RECORDS TO USE:
PR #1841, opened 2021-01-18
Fix insufficient fee error message formatting

tsachiherman:
## Summary

This PR modifies the error message generated when the amount of fee is below the `MinTxnFee` from
```
transaction had fee {100}, which is less than the minimum 1000
```
to
```
transaction had fee 100, which is less than the minimum 1000
```


algonautshant (approved):
Looks good.

PR #1842, opened 2021-01-19
Improvements/bugfixes for tealdbg

jasonpaulos:
## Summary

Some transactions are not able to be fully expanded and viewed in tealdbg when using the Chrome DevTools frontend. This specifically affects transactions with empty `Accounts` or `ApplicationArgs` fields.

This bug happened because empty fields were being represented as nil slices in tealdbg, which translates to a `null` JSON value instead of an empty array, causing the Chrome frontend to fail to display any part of the expanded object. I've fixed this and made the following additional fixes in this PR:
* Made the object overflow field for Chrome more useful.
* Fixed an issue where the web frontend fails because the stack is empty.
* Fixed an issue where the web frontend fails to decode JSON with application local state because of integer map keys.

<details>
<summary>Current Chrome behavior (note the expanded arrow at gtxn[0] but nothing is shown)</summary>

</details>

<details>
<summary>Fixed Chrome behavior</summary>

</details>

## Test Plan

No tests added because these are frontend changes.

### DIFF
--- a/cmd/tealdbg/cdtState.go
+++ b/cmd/tealdbg/cdtState.go
@@ -429,6 +429,7 @@ func prepareArray(array []basics.TealValue) []fieldDesc {
 }
 
 func makePreview(fields []fieldDesc) (prop []cdt.RuntimePropertyPreview) {
+	prop = make([]cdt.RuntimePropertyPreview, 0, len(fields))
 	for _, field := range fields {
 		v := cdt.RuntimePropertyPreview{
 			Name:  field.Name,
@@ -441,6 +442,7 @@ func makePreview(fields []fieldDesc) (prop []cdt.RuntimePropertyPreview) {
 }
 
 func makeIntPreview(n int) (prop []cdt.RuntimePropertyPreview) {
+	prop = make([]cdt.RuntimePropertyPreview, 0, n)
 	for i := 0; i < n; i++ {
 		v := cdt.RuntimePropertyPreview{
 			Name:  strconv.Itoa(i),
@@ -480,7 +482,8 @@ func makeArrayPreview(array []basics.TealValue) cdt.RuntimeObjectPreview {
 	fields := prepareArray(array)
 
 	length := len(fields)
-	if length > maxArrayPreviewLength {
+	overflow := length > maxArrayPreviewLength
+	if overflow {
 		length = maxArrayPreviewLength
 	}
 	prop := makePreview(fields[:length])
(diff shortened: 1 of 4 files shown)


algorandskiy (dismissed):

cmd/tealdbg/cdtState.go
```diff
@@ -441,6 +442,7 @@ func makePreview(fields []fieldDesc) (prop []cdt.RuntimePropertyPreview) {
 }
 
 func makeIntPreview(n int) (prop []cdt.RuntimePropertyPreview) {
+	prop = make([]cdt.RuntimePropertyPreview, 0, n)
```
tsachiherman, line 445: I like that you preallocated the array.. unfortunately, if n is negative, the function would now panic.

cmd/tealdbg/cdtState.go
```diff
@@ -694,13 +695,15 @@ func makeLocalScope(s *cdtState, preview bool) (desc []cdt.RuntimePropertyDescri
 
 func makeGlobals(s *cdtState, preview bool) (desc []cdt.RuntimePropertyDescriptor) {
 	fields := prepareGlobals(s.globals)
+	desc = make([]cdt.RuntimePropertyDescriptor, 0, len(fields))
 	for _, field := range fields {
 		desc = append(desc, makePrimitive(field))
 	}
```
tsachiherman, line 701: you can get extra bonus points by writing it as 
```
desc = make([]cdt.RuntimePropertyDescriptor, len(fields), len(fields))
for i, field := range fields {
  		desc[i] = makePrimitive(field)
  	}
```

cmd/tealdbg/cdtState.go
```diff
@@ -694,13 +695,15 @@ func makeLocalScope(s *cdtState, preview bool) (desc []cdt.RuntimePropertyDescri
...
 	return
 }
 
 func makeTxn(s *cdtState, preview bool) (desc []cdt.RuntimePropertyDescriptor) {
+	desc = make([]cdt.RuntimePropertyDescriptor, 0)
```
tsachiherman, line 706: could you move the `desc` after the `if` statement ?

tsachiherman (changes requested):
one small issue in `makeIntPreview`; beside that there are few more bonus points that you can get all around.

tsachiherman (changes requested):
one small issue in `makeIntPreview`; beside that there are few more bonus points that you can get all around.

tsachiherman (approved):

tsachiherman (approved):

PR #1844, opened 2021-01-19
diagcfg : Read from global logging config if data dir not provided

bricerisingalgorand:
## Summary

When a datadir is not provided, this will have diagcfg read from the default logging config in the global config path. It will then generate a default config if that file does not exist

WHAT THE TASK REQUIRES:
Could you work out how many lines in the material contain the word "TealValue"? Reply with the number only.

RESPONSE:
2